VulcanForms, which combines proprietary digital thread and additive manufacturing systems, said it is now worth more than $1 billion. It opened two production facilities for metal parts and assemblies.

Advanced software, materials, and 3D printing are enabling a new generation of manufacturing. VulcanForms Inc., which builds and operates digital manufacturing infrastructure, today announced that it has raised $355 million and that it is valued at over $1 billion. The company also revealed its first production facilities for precision metal parts and assemblies in Devens and Newburyport, Mass.

“By scaling advanced digital manufacturing, we can create a new era of U.S. innovation and economic growth,” said Martin C. Feldmann, co-founder, president, and CEO of VulcanForms. “We’ve recognized a game-changing opportunity when additive manufacturing technology is scaled for industrial production and is seamlessly integrated with automated machining and robotics.”

Founded in 2015 by Feldmann and John Hart, a professor at the Massachusetts Institute of Technology (MIT), VulcanForms claimed that it invented and commercialized the world’s first industrially scalable laser metal additive manufacturing (AM) system and pioneered integrated digital production systems. The Burlington, Mass.-based company currently has more than 300 employees.

Digital approach to address decades of manufacturing decline

Manufacturers perform nearly 60% of U.S. private-sector research and development, and every dollar spent on manufacturing contributes an additional $2.79 to the U.S. economy, a higher multiple than that of any other industry, said VulcanForms. However, manufacturing employment in the U.S. has dropped over 40% since 1980, while wages and capital investment have been largely stagnant, it added.

The company attributed this decline to “decades of offshoring, displacing critical manufacturing know-how and infrastructure to other countries. In many cases, this enabled access to lower-cost labor and expanded global trade, but [it] ultimately hollowed out the domestic innovation ecosystem. While millions of manufacturing jobs were eliminated, supply chains became increasingly sensitive to geopolitical dynamics.”

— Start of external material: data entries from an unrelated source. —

PR #943, opened 2016-07-14
Change git -C reset to git reset

johnbieren:
git -C <path> reset --hard <spec commit> is not supported with older versions of git.  For tests/integration/spec.bats I changed from git -C to cd to the directory, run the git reset, then cd back where you were.  Very simple change, but it fixes problems with older versions of git.

### DIFF
--- a/tests/integration/spec.bats
+++ b/tests/integration/spec.bats
@@ -73,7 +73,10 @@ function teardown() {
   [ "$status" -eq 0 ]
 
   SPEC_COMMIT=$(grep runtime-spec ${TESTDIR}/../../Godeps/Godeps.json -A 4 | grep Rev | cut -d":" -f 2 | tr -d ' "')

While most offshore production is not coming back to the U.S. in analog form, said VulcanForms, digital production technologies such as additive manufacturing can enable more innovative, resource-efficient, and resilient supply chains.

“VulcanForms has built the physical infrastructure and digital workflows to deliver this full-stack manufacturing solution at unprecedented speed, precision, quality, and scale,” said Feldmann. “Our technologies, combined with our team of engineering and operations leaders from Google, General Electric, Pratt & Whitney, Precision Castparts, IPG Photonics, Faro Technologies, Schlumberger, Alcoa, [and] Autodesk, among others, enable our customers to innovate, grow, and deliver sustainable impact faster.”

John Hart at MIT

“One reason 3-D printing is fundamentally different is that it allows designers and engineers to iterate more quickly, and to, in the near future, produce parts on demand in large quantities without fixed upfront investment,” said John Hart at MIT. Credit: M. Scott Brauer, MIT News

VulcanForms invests in new sites, workers

VulcanForms said its new Devens facility, “VulcanOne,” will be “the world's highest-throughput laser metal-additive foundry.” It will use VulcanForms' 100-kilowatt laser powder-bed fusion AM systems, which will total over 2 megawatts of laser capacity.

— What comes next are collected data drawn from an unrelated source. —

PR #947, opened 2016-07-15
Fixed typo in build constraint.

hencrice:
Just a typo that I found when browsing the code.


cyphar:
LGTM. Note that because you can specify build constraints in the filename, this is actually a noop.

mrunalp:
LGTM

PR #949, opened 2016-07-18
configs: fix json tags for CpuRt* options

### LINKED ISSUE #948: CpuRtRuntime and CpuQuota are defined with the same json key "cpu_quota".
`CpuRtRuntime` and `CpuQuota` have the same json field.
`CpuRtPeriod` and `CpuPeriod` have the same json field.
It makes libcontainer get wrong value of `CpuQuota` from docker's `state.json`

https://github.com/opencontainers/runc/blob/master/libcontainer/configs/cgroup_unix.go#L72

```
	// CPU hardcap limit (in usecs). Allowed cpu time in a given period.
	CpuQuota int64 `json:"cpu_quota"`

	// CPU period to be used for hardcapping (in usecs). 0 to use system default.
	CpuPeriod int64 `json:"cpu_period"`

	// How many time CPU will use in realtime scheduling (in usecs).
	CpuRtRuntime int64 `json:"cpu_quota"`

	// CPU period to be used for realtime scheduling (in usecs).
	CpuRtPeriod int64 `json:"cpu_period"`
```

cyphar:
Previously we used the same JSON tag name for the regular and realtime
versions of the CpuRt* fields, which causes issues when you want to use
two different values for the fields.

Fixes #948

### DIFF
--- a/libcontainer/configs/cgroup_unix.go
+++ b/libcontainer/configs/cgroup_unix.go
@@ -69,10 +69,10 @@ type Resources struct {
 	CpuPeriod int64 `json:"cpu_period"`
 
 	// How many time CPU will use in realtime scheduling (in usecs).
-	CpuRtRuntime int64 `json:"cpu_quota"`
+	CpuRtRuntime int64 `json:"cpu_rt_quota"`
 
 	// CPU period to be used for realtime scheduling (in usecs).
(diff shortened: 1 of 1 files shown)


dqminh:
LGTM

mrunalp:
LGTM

The facility will combine the company's proprietary AM technology with a “digital thread” spanning advanced simulation, in-process sensing, and machine learning algorithms to ensure high levels of quality and precision.

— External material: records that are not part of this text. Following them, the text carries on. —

Issue #915, opened 2016-06-14
TestInitJoinNetworkAndUser failed on RHEL 7


haiyanmeng:
I tested `make test` of runc after enabling user namespace on my RHEL 7 system, all the bats tests succeeded.
However, there is one failure of the unit tests, and it ends up with a dead docker container.

```
=== RUN   TestInitJoinNetworkAndUser
time="2016-06-14T14:31:04Z" level=warning msg="os: process already finished"
--- FAIL: TestInitJoinNetworkAndUser (0.31s)
    utils_test.go:51: exec_test.go:1597: unexpected error: process_linux.go:245: running exec setns process for init caused "exit status 1"                                                  
```

Here is the configuration of my RHEL 7 VM, which runs via `virt-manager`.

```
[root@localhost runc]# uname -a
Linux localhost.localdomain 3.10.0-327.18.2.el7.x86_64 #1 SMP Fri Apr 8 05:09:53 EDT 2016 x86_64 x86_64 x86_64 GNU/Linux
[root@localhost runc]# cat /etc/redhat-release 
Red Hat Enterprise Linux Server release 7.2 (Maipo)
[root@localhost runc]# go version
go version go1.6.2 linux/amd64  
[root@localhost runc]# git branch
* master
[root@localhost runc]$ git log
commit 42dfd606437b538ffde4f0640d433916bee928e3
Merge: c046127 394610a
Author: Qiang Huang <h.huangqiang@huawei.com>
Date:   Tue Jun 14 14:19:20 2016 +0800

    Merge pull request #904 from euank/fix-cgroup-parsing-err
```

hmeng-19:
@mrunalp , @rhatdan , PTAL.

mrunalp:
Could you paste errors using strace -f ?

hmeng-19:
Here is the log of `strace -f -o test.log make test`:
https://raw.githubusercontent.com/hmeng-19/logs/master/test.log

mrunalp:
Better would be to recreate the test using a rub config and just getting a strace on that.

hmeng-19:
Okay. Let me give it a try.

hmeng-19:
@mrunalp , I was not sure how to do the rug config you mentioned.
 
Here is what I did:
I modified the `go test` command for the `localunittest` target in the Makefile:
 
    localunittest: all
[...]

PR #950, opened 2016-07-18
nsenter: major cleanups

cyphar:
Just to make the code much easier to read, also removing redundant code. I also added the functionality that `setns(2)` will fail if we passed the wrong path to the bootstrap process (to avoid bugs in runC's namespace sending being non-fatal).

In addition, I switch `pr_perror` to `bail`, where the process will exit with a **distinct** error code. Currently we aren't handling `syncT` properly within the bootstrap process. But this is a good stopgap.

There are also lots of other fixes that make the code more robust, easier to read and much nicer to maintain. Some of this code comes from the rootless containers PR #774.

`TODO`:
* [x] Make errors distinctive (still not _perfect_ but good enough for now).
* [x] Simplify netlink parsing code.
* :x: Refactor pipes within `nsenter` and with bootstrap process. (not relevant here, there's only one pipe for bootstrap and one for the inter-process stuff).

There are other cleanup parts in #975 and #976 and #977.

### DIFF
--- a/libcontainer/nsenter/nsexec.c
+++ b/libcontainer/nsenter/nsexec.c
@@ -37,7 +37,8 @@ struct clone_arg {
 	jmp_buf *env;
 };
 
-struct nsenter_config {
+struct nlconfig_t {
+	char *data;
 	uint32_t cloneflags;
 	char *uidmap;
 	int uidmap_len;
@@ -226,7 +227,7 @@ static void update_gidmap(int pid, char *map, int map_len)
 
 #define JSON_MAX 4096
 
-static void start_child(int pipenum, jmp_buf *env, int syncpipe[2], struct nsenter_config *config)
+static void start_child(int pipenum, jmp_buf *env, int syncpipe[2], struct nlconfig_t *config)
 {
 	int len, childpid;
 	char buf[JSON_MAX];
@@ -264,13 +265,37 @@ static void start_child(int pipenum, jmp_buf *env, int syncpipe[2], struct nsent
 	exit(0);
 }
 
-static struct nsenter_config process_nl_attributes(int pipenum, char *data, int data_size)
+static void nl_parse(int fd, struct nlconfig_t *config)
 {
-	char *current = data;
-	struct nsenter_config config = { 0 };
+	size_t len, size;
+	struct nlmsghdr hdr;
+	char *data, *current;
 
-	config.consolefd = -1;
-	while (current < data + data_size) {
+	/* Retrieve the netlink header. */
+	len = read(fd, &hdr, NLMSG_HDRLEN);
+	if (len != NLMSG_HDRLEN)
+		bail("invalid netlink header length %lu", len);
+
+	if (hdr.nlmsg_type == NLMSG_ERROR)
+		bail("failed to read netlink message");
+
+	if (hdr.nlmsg_type != INIT_MSG)
+		bail("unexpected msg type %d", hdr.nlmsg_type);
+
+	/* Retrieve data. */
+	size = NLMSG_PAYLOAD(&hdr, 0);
+	current = data = malloc(size);
+	if (!data)
+		bail("failed to allocate %d bytes of memory for nl_payload", size);
+
+	len = read(fd, data, size);
+	if (len != size)
+		bail("failed to read netlink payload, %lu != %lu", len, size);
+
+	/* Parse the netlink payload. */
+	config->data = data;
+	config->consolefd = -1;
+	while (current < data + size) {
 		struct nlattr *nlattr = (struct nlattr *)current;
 		size_t payload_len = nlattr->nla_len - NLA_HDRLEN;
 
@@ -280,7 +305,7 @@ static struct nsenter_config process_nl_attributes(int pipenum, char *data, int 
 		/* Handle payload. */
 		switch (nlattr->nla_type) {
 		case CLONE_FLAGS_ATTR:
-			config.cloneflags = readint32(current);
+			config->cloneflags = readint32(current);
 			break;
 		case CONSOLE_PATH_ATTR:
 			/*
@@ -290,8 +315,8 @@ static struct nsenter_config process_nl_attributes(int pipenum, char *data, int 
 			 * decided here, but rather in container_linux.go. We just
 			 * follow the order given by the netlink message.
 			 */
-			config.consolefd = open(current, O_RDWR);
-			if (config.consolefd < 0)
+			config->consolefd = open(current, O_RDWR);
+			if (config->consolefd < 0)
 				bail("failed to open console %s", current);
 			break;
 		case NS_PATHS_ATTR:{
@@ -340,18 +365,20 @@ static struct nsenter_config process_nl_attributes(int pipenum, char *data, int 
 					close(fd);
 				}
 
+				free(fds);
+				free(paths);
 				break;
 			}
 		case UIDMAP_ATTR:
-			config.uidmap = current;
-			config.uidmap_len = payload_len;
+			config->uidmap = current;
+			config->uidmap_len = payload_len;
 			break;
 		case GIDMAP_ATTR:
-			config.gidmap = current;
-			config.gidmap_len = payload_len;
+			config->gidmap = current;
+			config->gidmap_len = payload_len;
 			break;
 		case SETGROUP_ATTR:
-			config.is_setgroup = readint8(current);
+			config->is_setgroup = readint8(current);
 			break;
 		default:
 			bail("unknown netlink message type %d", nlattr->nla_type);
@@ -359,13 +386,19 @@ static struct nsenter_config process_nl_attributes(int pipenum, char *data, int 
 
 		current += NLA_ALIGN(payload_len);
 	}
+}
 
-	return config;
+void nl_free(struct nlconfig_t *config)
+{
+	free(config->data);
 }
 
 void nsexec(void)
 {
 	int pipenum;
+	jmp_buf env;
+	int syncpipe[2];
+	struct nlconfig_t config = {0};
 
 	/*
 	 * If we don't have an init pipe, just return to the go routine.
@@ -375,31 +408,8 @@ void nsexec(void)
 	if (pipenum == -1)
 		return;
 
-	/* Retrieve the netlink header. */
-	int len;
-	struct nlmsghdr hdr;
-
-	len = read(pipenum, &hdr, NLMSG_HDRLEN);
-	if (len != NLMSG_HDRLEN)
-		bail("invalid netlink header length %d", len);
-
-	if (hdr.nlmsg_type == NLMSG_ERROR)
-		bail("failed to read netlink message");
-
-	if (hdr.nlmsg_type != INIT_MSG)
-		bail("unexpected msg type %d", hdr.nlmsg_type);
-
-	/* Retrieve data. */
-	size_t size = NLMSG_PAYLOAD(&hdr, 0);
-	char *data = alloca(size);
-
-	len = read(pipenum, data, size);
-	if (len != size)
-		bail("failed to read netlink payload, %d != %lu", len, size);
-
-	jmp_buf env;
-	int syncpipe[2];
-	struct nsenter_config config = process_nl_attributes(pipenum, data, size);
+	/* Parse all of the netlink configuration. */
+	nl_parse(pipenum, &config);
 
 	/* clone(2) flags are mandatory. */
 	if (config.cloneflags == -1)
@@ -447,6 +457,9 @@ void nsexec(void)
 			if (dup3(consolefd, STDERR_FILENO, 0) != STDERR_FILENO)
 				bail("failed to dup stderr");
 		}
+
+		/* Free netlink data. */
+		nl_free(&config);
 
 		/* Finish executing, let the Go runtime take over. */
 		return;
--- a/libcontainer/nsenter/nsexec.c
+++ b/libcontainer/nsenter/nsexec.c
@@ -2,269 +2,263 @@
 #include <endian.h>
 #include <errno.h>
 #include <fcntl.h>
-#include <linux/limits.h>
-#include <sys/socket.h>
-#include <linux/netlink.h>
+#include <grp.h>
 #include <sched.h>
 #include <setjmp.h>
 #include <signal.h>
+#include <stdarg.h>
+#include <stdbool.h>
 #include <stdint.h>
 #include <stdio.h>
 #include <stdlib.h>
 #include <string.h>
-#include <sys/ioctl.h>
-#include <sys/types.h>
-#include <sys/prctl.h>
 #include <unistd.h>
-#include <grp.h>
 
+#include <sys/ioctl.h>
+#include <sys/prctl.h>
+#include <sys/socket.h>
+#include <sys/types.h>
+
+#include <linux/limits.h>
+#include <linux/netlink.h>
 #include <linux/types.h>
 
-// All arguments should be above the stack because it grows down
+#define SYNC_VAL 0x42
+#define JUMP_VAL 0x43
+
+/* Assume the stack grows down, so arguments should be above it. */
 struct clone_arg {
 	/*
 	 * Reserve some space for clone() to locate arguments
 	 * and retcode in this place
 	 */
-	char     stack[4096] __attribute__((aligned(16)));
-	char     stack_ptr[0];
+	char stack[4096] __attribute__ ((aligned(16)));
+	char stack_ptr[0];
 	jmp_buf *env;
 };
 
 struct nsenter_config {
 	uint32_t cloneflags;
-	char     *uidmap;
-	int      uidmap_len;
-	char     *gidmap;
-	int      gidmap_len;
-	uint8_t  is_setgroup;
-	int      consolefd;
+	char *uidmap;
+	int uidmap_len;
+	char *gidmap;
+	int gidmap_len;
+	uint8_t is_setgroup;
+	int consolefd;
 };
 
-// list of known message types we want to send to bootstrap program
-// These are defined in libcontainer/message_linux.go
-#define INIT_MSG	    62000
-#define CLONE_FLAGS_ATTR    27281
-#define CONSOLE_PATH_ATTR   27282
-#define NS_PATHS_ATTR	    27283
-#define UIDMAP_ATTR	    27284
-#define GIDMAP_ATTR	    27285
-#define SETGROUP_ATTR	    27286
+/*
+ * List of netlink message types sent to us as part of bootstrapping the init.
+ * These constants are defined in libcontainer/message_linux.go.
+ */
+#define INIT_MSG		62000
+#define CLONE_FLAGS_ATTR	27281
+#define CONSOLE_PATH_ATTR	27282
+#define NS_PATHS_ATTR		27283
+#define UIDMAP_ATTR		27284
+#define GIDMAP_ATTR		27285
+#define SETGROUP_ATTR		27286
 
-// Use raw setns syscall for versions of glibc that don't include it
-// (namely glibc-2.12)
+/*
+ * Use the raw syscall for versions of glibc which don't include a function for
+ * it, namely (glibc 2.12).
+ */
 #if __GLIBC__ == 2 && __GLIBC_MINOR__ < 14
-    #define _GNU_SOURCE
-    #include "syscall.h"
-    #if defined(__NR_setns) && !defined(SYS_setns)
-	#define SYS_setns __NR_setns
-    #endif
+#	define _GNU_SOURCE
+#	include "syscall.h"
+#	if !defined(SYS_setns) && defined(__NR_setns)
+#		define SYS_setns __NR_setns
+#	endif
 
-    #ifdef SYS_setns
-	int setns(int fd, int nstype)
-	{
-	    return syscall(SYS_setns, fd, nstype);
-	}
-    #endif
+#ifndef SYS_setns
+#	error "setns(2) syscall not supported by glibc version"
 #endif
 
-#define pr_perror(fmt, ...)                                                    \
-	fprintf(stderr, "nsenter: " fmt ": %m\n", ##__VA_ARGS__)
-
-static int child_func(void *_arg)
+int setns(int fd, int nstype)
 {
-    struct clone_arg *arg = (struct clone_arg *)_arg;
-    longjmp(*arg->env, 1);
+	return syscall(SYS_setns, fd, nstype);
+}
+#endif
+
+/* TODO(cyphar): Fix this so it correctly deals with syncT. */
+#define bail(fmt, ...)							\
+	do {								\
+		fprintf(stderr, "nsenter: " fmt ": %m\n", ##__VA_ARGS__); \
+		exit(__COUNTER__ + 1);					\
+	} while(0)
+
+static int child_func(void *arg)
+{
+	struct clone_arg *ca = (struct clone_arg *)arg;
+	longjmp(*ca->env, JUMP_VAL);
 }
 
-static int clone_parent(jmp_buf *env, int flags) __attribute__((noinline));
+static int clone_parent(jmp_buf *env, int flags) __attribute__ ((noinline));
 static int clone_parent(jmp_buf *env, int flags)
 {
-	struct clone_arg ca;
-	int		 child;
+	int child;
+	struct clone_arg ca = {
+		.env = env,
+	};
 
-	ca.env = env;
-	child  = clone(child_func, ca.stack_ptr, CLONE_PARENT | SIGCHLD | flags,
-		      &ca);
-	// On old kernels, CLONE_PARENT cannot work with CLONE_NEWPID,
-	// unshare before clone to workaround this.
-	if (child == -1 && errno == EINVAL) {
-		if (unshare(flags)) {
-			pr_perror("Unable to unshare namespaces");
-			return -1;
-		}
-		child  = clone(child_func, ca.stack_ptr, SIGCHLD | CLONE_PARENT,
-			      &ca);
+	child = clone(child_func, ca.stack_ptr, CLONE_PARENT | SIGCHLD | flags, &ca);
+
+	/*
+	 * On old kernels, CLONE_PARENT didn't work with CLONE_NEWPID, so we have
+	 * to unshare(2) before clone(2) in order to do this. This was fixed in
+	 * upstream commit 1f7f4dde5c945f41a7abc2285be43d918029ecc5, and was
+	 * introduced by by 40a0d32d1eaffe6aac7324ca92604b6b3977eb0e.
+	 *
+	 * As far as we're aware, the last mainline kernel which had this bug was
+	 * Linux 3.12. However, we cannot comment on which kernels the broken patch
+	 * was backported to.
+	 */
+	if (errno == EINVAL) {
+		if (unshare(flags) < 0)
+			bail("unable to unshare namespaces");
+		child = clone(child_func, ca.stack_ptr, SIGCHLD | CLONE_PARENT, &ca);
 	}
+
 	return child;
 }
 
-// get init pipe from the parent. It's used to read bootstrap data, and to
-// write pid to after nsexec finishes setting up the environment.
-static int get_init_pipe()
+/*
+ * Gets the init pipe fd from the environment, which is used to read the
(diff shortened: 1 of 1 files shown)


libcontainer/nsenter/nsexec.c
```diff
@@ -32,112 +36,104 @@ struct clone_arg {
...
-#define GIDMAP_ATTR	    27285
-#define SETGROUP_ATTR	    27286
-
-// Use raw setns syscall for versions of glibc that don't include it
-// (namely glibc-2.12)
+/*
+ * List of netlink message types sent to us as part of bootstrapping the init.
+ * These constants are defined in libcontainer/message_linux.go.
+ */
+#define INIT_MSG			62000
```
mlaventure: nit: some alignment issues here

libcontainer/nsenter/nsexec.c
```diff
@@ -150,76 +146,60 @@ static uint8_t readint8(char *buf)
...
-	if (fd == -1) {
-		pr_perror("failed to open %s", buf);
-		exit(1);
-	}
+	len = snprintf(path, PATH_MAX, pathfmt, pid);
+	if (len < 0)
+		bail("failed to construct '%s' for %d", pathfmt, pid);
+
+	fd = open(path, O_RDWR);
+	if (fd < 0)
```
mlaventure: Can we keep the extra `{}` here (and in the other one liner `if`)?

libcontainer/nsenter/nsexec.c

VulcanOne will be the result of a capital investment exceeding $100 million and will employ more than 100 people, said VulcanForms. The company also plans to integrate additive production at scale with heat treatment, precision machining, assembly, and inspection.

To that end, VulcanForms has expanded its machining and assembly operations through the acquisition of Arwood Machine Corp. in Newburyport. The Newburyport facility will focus on automated precision machining and assembly operations. 

The company said its “end-to-end approach” will allow it to to deliver engineered components and assemblies, designing and operating a “digital-first process chain tailored to each customer’s needs.”

“VulcanForms brings forth metal additive manufacturing as a scalable industrial process and as a cornerstone of breakthrough digital production systems,” said Hart. “Integrated digital production facilities are critical infrastructure which will accelerate domestic and global innovation and draw top talent to the manufacturing sector.”

Funders seek scalability, innovation

VulcanForms’ investors include Eclipse Ventures, Stata Venture Partners, Fontinalis Partners, D1 Capital Partners, Standard Investments, Atlas Innovate, Boston Seed Capital, Industry Ventures, and the Simkins Family.

“There is a fundamental shift in the ways manufacturers need to adapt to global supply chain challenges and the increasing demands for product design flexibility,” said Greg Reichow, partner at Eclipse Ventures and director of VulcanForms. “VulcanForms’ full-stack approach to deliver an engineered solution—combining advanced additive and subtractive technologies merged through a digital thread—will revitalize U.S. manufacturing and hardware innovation.”

“The technologies that enable this agile workflow will dramatically impact the way products are imagined, designed, built, and delivered for decades to come,” he predicted.

The global market for additive manufacturing could experience a compound annual growth rate (CAGR) of 20.8% between 2022 and 2030, reaching $76.16 billion, according to Research and Markets. Market Research Engine offered a more modest prediction of a 13.4% CAGR between 2018 and 2025, reaching $7.3 billion.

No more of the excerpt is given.